**WORK REQUIRED:** Your answer should be one number, namely how many lines in the listing below include the word "same".

──────── MATERIAL TO PROCESS

PR #1731, opened 2024-06-07
Removes KNNXparser and uses map instead

shatejas:
Moves files from engine.method to index.util package

### Description
Follow up on https://github.com/opensearch-project/k-NN/pull/1707
 
### Check List
  - [ ] All tests pass
  - [ ] New functionality has javadoc added
- [ ] Commits are signed as per the DCO using --signoff 


src/main/java/org/opensearch/knn/index/MethodComponent.java
```diff
@@ -22,6 +22,8 @@
 import java.util.HashMap;
 import java.util.Map;
 import java.util.function.BiFunction;
+import java.util.List;
+import java.util.ArrayList;
```
shatejas, line 26: These two were somehow removed during the merge

jmazanec15 (approved):

PR #1742, opened 2024-06-11
Changes to be able to reuse MethodParameterParser class for neural search

shatejas:
### Description
MethodParameterParser needs to be used in neural search. Making it reusable
 
### Check List
  - [x] All tests pass

### DIFF
--- a/src/main/java/org/opensearch/knn/index/IndexUtil.java
+++ b/src/main/java/org/opensearch/knn/index/IndexUtil.java
@@ -47,7 +47,8 @@ public class IndexUtil {
     private static final Version MINIMAL_SUPPORTED_VERSION_FOR_MODEL_METHOD_COMPONENT_CONTEXT = Version.V_2_13_0;
     private static final Version MINIMAL_SUPPORTED_VERSION_FOR_RADIAL_SEARCH = Version.V_2_14_0;
     private static final Version MINIMAL_SUPPORTED_VERSION_FOR_METHOD_PARAMETERS = Version.V_3_0_0;
-    private static final Map<String, Version> minimalRequiredVersionMap = initializeMinimalRequiredVersionMap();
+    // public so neural search can access it
+    public static final Map<String, Version> minimalRequiredVersionMap = initializeMinimalRequiredVersionMap();
 
     private static Map<String, Version> initializeMinimalRequiredVersionMap() {
         final Map<String, Version> versionMap = new HashMap<>() {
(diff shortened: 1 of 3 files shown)


src/main/java/org/opensearch/knn/index/query/parser/MethodParametersParser.java
```diff
@@ -61,7 +62,7 @@ public static ValidationException validateMethodParameters(final Map<String, ?>
     }
 
     // deserialize for node to node communication
-    public static Map<String, ?> streamInput(StreamInput in) throws IOException {
+    public static Map<String, ?> streamInput(StreamInput in, Function<String, Boolean> minClusterVersionCheck) throws IOException {
```
ryanbogan, line 65: Is this parameter used anywhere?  I think it might be supposed to replace the check on line 72

src/main/java/org/opensearch/knn/index/IndexUtil.java
```diff
@@ -47,7 +47,8 @@ public class IndexUtil {
     private static final Version MINIMAL_SUPPORTED_VERSION_FOR_MODEL_METHOD_COMPONENT_CONTEXT = Version.V_2_13_0;
     private static final Version MINIMAL_SUPPORTED_VERSION_FOR_RADIAL_SEARCH = Version.V_2_14_0;
     private static final Version MINIMAL_SUPPORTED_VERSION_FOR_METHOD_PARAMETERS = Version.V_3_0_0;
-    private static final Map<String, Version> minimalRequiredVersionMap = initializeMinimalRequiredVersionMap();
+    // public so neural search can access it
+    public static final Map<String, Version> minimalRequiredVersionMap = initializeMinimalRequiredVersionMap();
```
ryanbogan, line 51: Out of curiosity, could neural search not access the map through the public methods below?

src/main/java/org/opensearch/knn/index/query/parser/MethodParametersParser.java
shatejas: Err, yes I missed replacing that. Nice catch!

src/main/java/org/opensearch/knn/index/IndexUtil.java
shatejas: So the methods below use KNNClusterState. And for neural search it uses NeuralClusterState. so can't reuse those methods. Since it was static I went with making it public instead of a getter

ryanbogan: Makes sense, thanks for the insight

ryanbogan (approved):
LGTM!

junqiu-lei (approved):

PR #1747, opened 2024-06-11
Add jni interface to use a binary hnsw index with faiss

heemin32:
### Description
Add jni interface to use a binary hnsw index with faiss

SearchParameter is not supported with binary hnsw index in faiss library yet. Therefore, multi vector, pre filtering, and ef-search parameter passing won't work with binary index. Support of SearchParameter in binary index with faiss will be handled either by a PR in faiss repo or faiss custom patch in a separate PR.
 
### Issues Resolved
N/A
 
### Check List
  - [X] All tests pass

### DIFF
--- a/jni/include/commons.h
+++ b/jni/include/commons.h
@@ -22,9 +22,23 @@ namespace knn_jni {
          * @param memoryAddress The address of the memory location where data will be stored.
          * @param data 2D float array containing data to be stored in native memory.
          * @param initialCapacity The initial capacity of the memory location.
-         * @return memory address where the data is stored.
+         * @return memory address of std::vector<float> where the data is stored.
          */
         jlong storeVectorData(knn_jni::JNIUtilInterface *, JNIEnv *, jlong , jobjectArray, jlong);
+
+        /**
+         * This is utility function that can be used to store data in native memory. This function will allocate memory for
+         * the data(rows*columns) with initialCapacity and return the memory address where the data is stored.
+         * If you are using this function for first time use memoryAddress = 0 to ensure that a new memory location is created.
+         * For subsequent calls you can pass the same memoryAddress. If the data cannot be stored in the memory location
+         * will throw Exception.
+         *
+         * @param memoryAddress The address of the memory location where data will be stored.
+         * @param data 2D byte array containing data to be stored in native memory.
+         * @param initialCapacity The initial capacity of the memory location.
+         * @return memory address of std::vector<uint8_t> where the data is stored.
+         */
+        jlong storeByteVectorData(knn_jni::JNIUtilInterface *, JNIEnv *, jlong , jobjectArray, jlong);
 
         /**
          * Free up the memory allocated for the data stored in memory address. This function should be used with the memory
@@ -33,5 +47,13 @@ namespace knn_jni {
          * @param memoryAddress address to be freed.
          */
         void freeVectorData(jlong);
+
+        /**
+         * Free up the memory allocated for the data stored in memory address. This function should be used with the memory
+         * address returned by {@link JNICommons#storeByteVectorData(long, byte[][], long, long)}
+         *
+         * @param memoryAddress address to be freed.
+         */
+        void freeByteVectorData(jlong);
     }
 }
--- a/jni/include/faiss_index_service.h
+++ b/jni/include/faiss_index_service.h
@@ -1,0 +1,113 @@
+// SPDX-License-Identifier: Apache-2.0
+//
+// The OpenSearch Contributors require contributions made to
+// this file be licensed under the Apache-2.0 license or a
+// compatible open source license.
+//
+// Modifications Copyright OpenSearch Contributors. See
+// GitHub history for details.
+
+/**
+ * This file contains classes for index operations which are free of JNI
+ */
+
+#ifndef OPENSEARCH_KNN_FAISS_INDEX_SERVICE_H
+#define OPENSEARCH_KNN_FAISS_INDEX_SERVICE_H
+
+#include <jni.h>
+#include "faiss/MetricType.h"
+#include "jni_util.h"
+#include "faiss_methods.h"
+#include <memory>
+
+namespace knn_jni {
+namespace faiss_wrapper {
+
+
+/**
+ * A class to provide operations on index
+ * This class should evolve to have only cpp object but not jni object
+ */
+class IndexService {
+public:
+    IndexService(std::unique_ptr<FaissMethods> faissMethods);
+    //TODO Remove dependency on JNIUtilInterface and JNIEnv
+    //TODO Reduce the number of parameters
+
+    /**
+     * Create index
+     *
+     * @param jniUtil jni util
+     * @param env jni environment
+     * @param metric space type for distance calculation
+     * @param indexDescription index description to be used by faiss index factory
+     * @param dim dimension of vectors
+     * @param numIds number of vectors
+     * @param threadCount number of thread count to be used while adding data
+     * @param vectorsAddress memory address which is holding vector data
+     * @param ids a list of document ids for corresponding vectors
+     * @param indexPath path to write index
+     * @param parameters parameters to be applied to faiss index
+     */
+    virtual void createIndex(
+        knn_jni::JNIUtilInterface * jniUtil,
+        JNIEnv * env,
+        faiss::MetricType metric,
+        std::string indexDescription,
+        int dim,
+        int numIds,
+        int threadCount,
+        int64_t vectorsAddress,
+        std::vector<int64_t> ids,
+        std::string indexPath,
+        std::unordered_map<std::string, jobject> parameters);
+    virtual ~IndexService() = default;
+protected:
+    std::unique_ptr<FaissMethods> faissMethods;
+};
+
+/**
+ * A class to provide operations on index
+ * This class should evolve to have only cpp object but not jni object
+ */
+class BinaryIndexService : public IndexService {
+public:
+    //TODO Remove dependency on JNIUtilInterface and JNIEnv
+    //TODO Reduce the number of parameters
+    BinaryIndexService(std::unique_ptr<FaissMethods> faissMethods);
+    /**
+     * Create binary index
+     *
+     * @param jniUtil jni util
+     * @param env jni environment
+     * @param metric space type for distance calculation
+     * @param indexDescription index description to be used by faiss index factory
+     * @param dim dimension of vectors
+     * @param numIds number of vectors
+     * @param threadCount number of thread count to be used while adding data
+     * @param vectorsAddress memory address which is holding vector data
+     * @param ids a list of document ids for corresponding vectors
+     * @param indexPath path to write index
+     * @param parameters parameters to be applied to faiss index
+     */
+    virtual void createIndex(
+        knn_jni::JNIUtilInterface * jniUtil,
+        JNIEnv * env,
+        faiss::MetricType metric,
+        std::string indexDescription,
+        int dim,
+        int numIds,
+        int threadCount,
+        int64_t vectorsAddress,
+        std::vector<int64_t> ids,
+        std::string indexPath,
+        std::unordered_map<std::string, jobject> parameters
+    ) override;
+    virtual ~BinaryIndexService() = default;
+};
+
+}
+}
+
+
+#endif //OPENSEARCH_KNN_FAISS_INDEX_SERVICE_H
--- a/jni/include/faiss_methods.h
+++ b/jni/include/faiss_methods.h
@@ -1,0 +1,42 @@
+// SPDX-License-Identifier: Apache-2.0
+//
+// The OpenSearch Contributors require contributions made to
+// this file be licensed under the Apache-2.0 license or a
+// compatible open source license.
+//
+// Modifications Copyright OpenSearch Contributors. See
+// GitHub history for details.
+
+#ifndef OPENSEARCH_KNN_FAISS_METHODS_H
+#define OPENSEARCH_KNN_FAISS_METHODS_H
+
+#include "faiss/Index.h"
+#include "faiss/IndexBinary.h"
+#include "faiss/IndexIDMap.h"
+#include "faiss/index_io.h"
+
+namespace knn_jni {
+namespace faiss_wrapper {
+
+/**
+ * A class having wrapped faiss methods
+ *
+ * This class helps to mock faiss methods during unit test
+ */
+class FaissMethods {
+public:
+    FaissMethods() = default;
+    virtual faiss::Index* indexFactory(int d, const char* description, faiss::MetricType metric);
+    virtual faiss::IndexBinary* indexBinaryFactory(int d, const char* description);
+    virtual faiss::IndexIDMapTemplate<faiss::Index>* indexIdMap(faiss::Index* index);
+    virtual faiss::IndexIDMapTemplate<faiss::IndexBinary>* indexBinaryIdMap(faiss::IndexBinary* index);
+    virtual void writeIndex(const faiss::Index* idx, const char* fname);
+    virtual void writeIndexBinary(const faiss::IndexBinary* idx, const char* fname);
+    virtual ~FaissMethods() = default;
+};
+
+} //namespace faiss_wrapper
+} //namespace knn_jni
+
+
+#endif //OPENSEARCH_KNN_FAISS_METHODS_H
--- a/jni/src/faiss_index_service.cpp
+++ b/jni/src/faiss_index_service.cpp
@@ -1,0 +1,164 @@
+// SPDX-License-Identifier: Apache-2.0
+//
+// The OpenSearch Contributors require contributions made to
+// this file be licensed under the Apache-2.0 license or a
+// compatible open source license.
+//
+// Modifications Copyright OpenSearch Contributors. See
+// GitHub history for details.
+
+#include "faiss_index_service.h"
+#include "faiss_methods.h"
+#include "faiss/index_factory.h"
+#include "faiss/Index.h"
+#include "faiss/IndexBinary.h"
+#include "faiss/IndexHNSW.h"
+#include "faiss/IndexBinaryHNSW.h"
+#include "faiss/IndexIVFFlat.h"
+#include "faiss/IndexBinaryIVF.h"
+#include "faiss/IndexIDMap.h"
+#include "faiss/index_io.h"
+#include <algorithm>
+#include <string>
+#include <vector>
+#include <memory>
+#include <type_traits>
+
+namespace knn_jni {
+namespace faiss_wrapper {
+
+template<typename INDEX, typename IVF, typename HNSW>
+void SetExtraParameters(knn_jni::JNIUtilInterface * jniUtil, JNIEnv *env,
+                        const std::unordered_map<std::string, jobject>& parametersCpp, INDEX * index) {
+    std::unordered_map<std::string,jobject>::const_iterator value;
+    if (auto * indexIvf = dynamic_cast<IVF*>(index)) {
+        if ((value = parametersCpp.find(knn_jni::NPROBES)) != parametersCpp.end()) {
+            indexIvf->nprobe = jniUtil->ConvertJavaObjectToCppInteger(env, value->second);
+        }
+
+        if ((value = parametersCpp.find(knn_jni::COARSE_QUANTIZER)) != parametersCpp.end()
+                && indexIvf->quantizer != nullptr) {
+            auto subParametersCpp = jniUtil->ConvertJavaMapToCppMap(env, value->second);
+            SetExtraParameters<INDEX, IVF, HNSW>(jniUtil, env, subParametersCpp, indexIvf->quantizer);
+        }
+    }
+
+    if (auto * indexHnsw = dynamic_cast<HNSW*>(index)) {
+
+        if ((value = parametersCpp.find(knn_jni::EF_CONSTRUCTION)) != parametersCpp.end()) {
+            indexHnsw->hnsw.efConstruction = jniUtil->ConvertJavaObjectToCppInteger(env, value->second);
+        }
+
+        if ((value = parametersCpp.find(knn_jni::EF_SEARCH)) != parametersCpp.end()) {
+            indexHnsw->hnsw.efSearch = jniUtil->ConvertJavaObjectToCppInteger(env, value->second);
+        }
+    }
+}
+
+IndexService::IndexService(std::unique_ptr<FaissMethods> faissMethods) : faissMethods(std::move(faissMethods)) {}
+
+void IndexService::createIndex(
+        knn_jni::JNIUtilInterface * jniUtil,
+        JNIEnv * env,
+        faiss::MetricType metric,
+        std::string indexDescription,
+        int dim,
+        int numIds,
+        int threadCount,
+        int64_t vectorsAddress,
+        std::vector<int64_t> ids,
+        std::string indexPath,
+        std::unordered_map<std::string, jobject> parameters
+    ) {
+    // Read vectors from memory address
+    auto *inputVectors = reinterpret_cast<std::vector<float>*>(vectorsAddress);
+
+    // The number of vectors can be int here because a lucene segment number of total docs never crosses INT_MAX value
+    int numVectors = (int) (inputVectors->size() / (uint64_t) dim);
+    if(numVectors == 0) {
+        throw std::runtime_error("Number of vectors cannot be 0");
+    }
+
+    if (numIds != numVectors) {
+        throw std::runtime_error("Number of IDs does not match number of vectors");
+    }
+
+    std::unique_ptr<faiss::Index> indexWriter(faissMethods->indexFactory(dim, indexDescription.c_str(), metric));
+
+    // Set thread count if it is passed in as a parameter. Setting this variable will only impact the current thread
+    if(threadCount != 0) {
+        omp_set_num_threads(threadCount);
+    }
+
+    // Add extra parameters that cant be configured with the index factory
+    SetExtraParameters<faiss::Index, faiss::IndexIVF, faiss::IndexHNSW>(jniUtil, env, parameters, indexWriter.get());
+
+    // Check that the index does not need to be trained
+    if(!indexWriter->is_trained) {
+        throw std::runtime_error("Index is not trained");
+    }
+
+    // Add vectors
+    std::unique_ptr<faiss::IndexIDMap> idMap(faissMethods->indexIdMap(indexWriter.get()));
+    idMap->add_with_ids(numVectors, inputVectors->data(), ids.data());
+
+    // Write the index to disk
+    faissMethods->writeIndex(idMap.get(), indexPath.c_str());
+}
+
+BinaryIndexService::BinaryIndexService(std::unique_ptr<FaissMethods> faissMethods) : IndexService(std::move(faissMethods)) {}
+
+void BinaryIndexService::createIndex(
+        knn_jni::JNIUtilInterface * jniUtil,
+        JNIEnv * env,
+        faiss::MetricType metric,
+        std::string indexDescription,
+        int dim,
+        int numIds,
+        int threadCount,
+        int64_t vectorsAddress,
+        std::vector<int64_t> ids,
+        std::string indexPath,
+        std::unordered_map<std::string, jobject> parameters
+    ) {
+    // Read vectors from memory address
+    auto *inputVectors = reinterpret_cast<std::vector<uint8_t>*>(vectorsAddress);
+
+    if (dim % 8 != 0) {
+        throw std::runtime_error("Dimensions should be multiply of 8");
+    }
+    // The number of vectors can be int here because a lucene segment number of total docs never crosses INT_MAX value
+    int numVectors = (int) (inputVectors->size() / (uint64_t) (dim / 8));
+    if(numVectors == 0) {
+        throw std::runtime_error("Number of vectors cannot be 0");
+    }
+
+    if (numIds != numVectors) {
+        throw std::runtime_error("Number of IDs does not match number of vectors");
+    }
+
+    std::unique_ptr<faiss::IndexBinary> indexWriter(faissMethods->indexBinaryFactory(dim, indexDescription.c_str()));
+
+    // Set thread count if it is passed in as a parameter. Setting this variable will only impact the current thread
+    if(threadCount != 0) {
+        omp_set_num_threads(threadCount);
+    }
+
+    // Add extra parameters that cant be configured with the index factory
+    SetExtraParameters<faiss::IndexBinary, faiss::IndexBinaryIVF, faiss::IndexBinaryHNSW>(jniUtil, env, parameters, indexWriter.get());
+
+    // Check that the index does not need to be trained
+    if(!indexWriter->is_trained) {
+        throw std::runtime_error("Index is not trained");
+    }
+
+    // Add vectors
+    std::unique_ptr<faiss::IndexBinaryIDMap> idMap(faissMethods->indexBinaryIdMap(indexWriter.get()));
+    idMap->add_with_ids(numVectors, inputVectors->data(), ids.data());
+
+    // Write the index to disk
+    faissMethods->writeIndexBinary(idMap.get(), indexPath.c_str());
+}
+
+} // namespace faiss_wrapper
+} // namesapce knn_jni
--- a/jni/src/faiss_wrapper.cpp
+++ b/jni/src/faiss_wrapper.cpp
@@ -12,6 +12,7 @@
 #include "jni_util.h"
 #include "faiss_wrapper.h"
 #include "faiss_util.h"
+#include "faiss_index_service.h"
 
 #include "faiss/impl/io.h"
 #include "faiss/index_factory.h"
@@ -22,6 +23,8 @@
 #include "faiss/Index.h"
 #include "faiss/impl/IDSelector.h"
 #include "faiss/IndexIVFPQ.h"
+#include "faiss/IndexBinaryIVF.h"
+#include "faiss/IndexBinaryHNSW.h"
 
 #include <algorithm>
 #include <jni.h>
@@ -82,8 +85,7 @@ bool isIndexIVFPQL2(faiss::Index * index);
 faiss::IndexIVFPQ * extractIVFPQIndex(faiss::Index * index);
 
 void knn_jni::faiss_wrapper::CreateIndex(knn_jni::JNIUtilInterface * jniUtil, JNIEnv * env, jintArray idsJ, jlong vectorsAddressJ, jint dimJ,
-                                         jstring indexPathJ, jobject parametersJ) {
-
+                                         jstring indexPathJ, jobject parametersJ, IndexService* indexService) {
     if (idsJ == nullptr) {
         throw std::runtime_error("IDs cannot be null");
     }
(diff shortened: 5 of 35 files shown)


CHANGELOG.md
```diff
@@ -27,3 +27,5 @@ The format is based on [Keep a Changelog](https://keepachangelog.com/en/1.0.0/),
 ### Documentation
 ### Maintenance
 ### Refactoring
+* Add jni interface to use a binary hnsw index with faiss [#1747](https://github.com/opensearch-project/k-NN/pull/1747)
```
navneet1v, line 30: Should this be added in Enhancements or Features?

jni/src/faiss_wrapper.cpp
```diff
@@ -81,6 +85,85 @@ bool isIndexIVFPQL2(faiss::Index * index);
...
+        throw std::runtime_error("Vectors dimensions cannot be less than or equal to 0");
+    }
+
+    if (indexPathJ == nullptr) {
+        throw std::runtime_error("Index path cannot be null");
+    }
+
+    if (parametersJ == nullptr) {
+        throw std::runtime_error("Parameters cannot be null");
+    }
```
navneet1v, line 108: We should abstract the common code in separate functions. There is a lot of copy paste. Lets abstract things out.

src/main/java/org/opensearch/knn/jni/FaissService.java
```diff
@@ -49,6 +49,20 @@ class FaissService {
...
+     * created the memory address and that should only free up the memory. We are tracking the proper fix for this on this
+     * <a href="https://github.com/opensearch-project/k-NN/issues/1600">issue</a>
+     *
+     * @param ids array of ids mapping to the data passed in
+     * @param vectorsAddress address of native memory where vectors are stored
+     * @param dim dimension of the vector to be indexed
+     * @param indexPath path to save index file to
+     * @param parameters parameters to build index
+     */
+    public static native void createBinaryIndex(int[] ids, long vectorsAddress, int dim, String indexPath, Map<String, Object> parameters);
```
navneet1v, line 64: I don't think so we need this. Can we not use the parameters object to know if its a binary index or normal index.

src/main/java/org/opensearch/knn/jni/FaissService.java
```diff
@@ -90,6 +104,14 @@ public static native void createIndexFromTemplate(
      */
     public static native long loadIndex(String indexPath);
 
+    /**
+     * Load a binary index into memory
+     *
+     * @param indexPath path to index file
+     * @return pointer to location in memory the index resides in
+     */
+    public static native long loadBinaryIndex(String indexPath);
```
navneet1v, line 113: same as above.

navneet1v:
@heemin32 lets fix the GH actions too.

CHANGELOG.md
heemin32: Hmm. There is no enhancement or feature where end user can benefit from this PR as of now. Therefore I put it under refactoring.

src/main/java/org/opensearch/knn/jni/FaissService.java
heemin32: I believe such logic should be in Java side to make life easier. Also, the difference between binary index and non binary index is more than what it looks like at first glance. If we merge the two method, there will be lots of if/else and lots of different type of variables which will be used either by binary index or non binary index only.

src/main/java/org/opensearch/knn/jni/FaissService.java
heemin32: same as above as well :)

src/testFixtures/java/org/opensearch/knn/TestUtils.java
```diff
@@ -327,10 +332,46 @@ private float[][] readQueries(String path) throws IOException {
...
+            for (int i = 0; i < indexData.vectors.length; i++) {
+                for (int j = 0; j < indexData.vectors[i].length; j++) {
+                    flattenedVectors.add(indexData.vectors[i][j]);
+                }
+            }
+            Collections.sort(flattenedVectors);
+            Float median = flattenedVectors.get(flattenedVectors.size() / 2);
+
+            // Quantize + Packing for index data
+            indexBinaryData = new byte[indexData.vectors.length][(indexData.vectors[0].length + 7) / 8];
```
naveentatikonda, line 347: Can you add a comment explaining how you are quantizing and generating the data

heemin32: Quantization is obvious from the code I guess? `indexData.vectors[i][j] >= median ? 1 : 0`
Packing is also nothing special. Just packing 8 binary values into a single byte value.

heemin32: Let me add a comment.

shatejas (commented):
Reviewed this partly

src/main/java/org/opensearch/knn/jni/FaissService.java
shatejas: > If we merge the two method, there will be lots of if/else and lots of different type of variables

I would want to understand this further. Shouldn't we be able to avoid/minimize if-else by introducing an interface? 

```
- Convert everything to cpp type upfront
- Call the factory which can decide on the type of index and execute the operations required
- delete references and return results
```

heemin32:
> @heemin32 lets fix the GH actions too.

Will do. So far, the error is coming from https://github.com/opensearch-project/k-NN/pull/1747/files#diff-892c5ae9158d35b9f5fa9b67d53d7373ca6d2bf04d1052add99c329d03645409R110 as index description is not passed to the method.

jni/src/faiss_wrapper.cpp
```diff
@@ -81,6 +85,85 @@ bool isIndexIVFPQL2(faiss::Index * index);
 // IndexIDMap which has member that will point to underlying index that stores the data
 faiss::IndexIVFPQ * extractIVFPQIndex(faiss::Index * index);
 
+void knn_jni::faiss_wrapper::CreateBinaryIndex(knn_jni::JNIUtilInterface * jniUtil, JNIEnv * env, jintArray idsJ, jlong vectorsAddressJ, jint dimJ,
```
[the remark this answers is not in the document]
heemin32: There is a corresponding method in Java side which is FaissService -> JNIService. We are adding unit test there.

jni/src/faiss_wrapper.cpp
heemin32: @navneet1v Will reduce duplicated logic.
@shatejas As I mentioned in other comment, If there should be a class for index creation related logic, it should be in a java side. Adding more logic in JNI side will make it harder to maintain.

jni/src/faiss_wrapper.cpp
```diff
@@ -409,6 +505,114 @@ jobjectArray knn_jni::faiss_wrapper::QueryIndex_WithFilter(knn_jni::JNIUtilInter
     return results;
 }
 
+jobjectArray knn_jni::faiss_wrapper::QueryBinaryIndex_WithFilter(knn_jni::JNIUtilInterface * jniUtil, JNIEnv * env, jlong indexPointerJ,
```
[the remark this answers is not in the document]
heemin32: There is a java method which linked to this method and we can write a unit test in java side. Is there any reason why you want to write unit test in cpp side?

jni/src/jni_util.cpp
```diff
@@ -302,6 +335,23 @@ int knn_jni::JNIUtil::GetInnerDimensionOf2dJavaFloatArray(JNIEnv *env, jobjectAr
     return dim;
 }
 
+int knn_jni::JNIUtil::GetInnerDimensionOf2dJavaByteArray(JNIEnv *env, jobjectArray array2dJ) {
```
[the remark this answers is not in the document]
heemin32: Where do you see `index` in the signature?

src/main/java/org/opensearch/knn/jni/FaissService.java
heemin32: The parameter seems same but actually it is not because what we have in vectorsAddress is different between binary index and non binary index.

Also, the factory might end up having two different method(like what we have now) to create index at the end anyway.

src/main/java/org/opensearch/knn/jni/JNIService.java
```diff
@@ -50,7 +52,11 @@ public static void createIndex(
         }
 
         if (KNNEngine.FAISS == knnEngine) {
-            FaissService.createIndex(ids, vectorsAddress, dim, indexPath, parameters);
+            if (parameters.get(KNNConstants.INDEX_DESCRIPTION_PARAMETER).toString().startsWith(FAISS_BINARY_INDEX_PREFIX)) {
```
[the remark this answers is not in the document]
heemin32: index description is required in index factory. See
https://github.com/facebookresearch/faiss/wiki/The-index-factory
https://github.com/facebookresearch/faiss/wiki/Binary-indexes

Exact match does not work here.

src/main/java/org/opensearch/knn/jni/JNIService.java
```diff
@@ -50,7 +52,11 @@ public static void createIndex(
...
+                FaissService.createBinaryIndex(ids, vectorsAddress, dim, indexPath, parameters);
+            } else {
```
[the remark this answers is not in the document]
heemin32: I don't think having faiss specific logic in java side is a bad idea. I would rather make cpp side as simple as possible and add most of logic in java side. It is a pain to work on cpp side tbh.

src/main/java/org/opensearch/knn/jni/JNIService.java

────────────────

**COMPLETED EXERCISE:** 4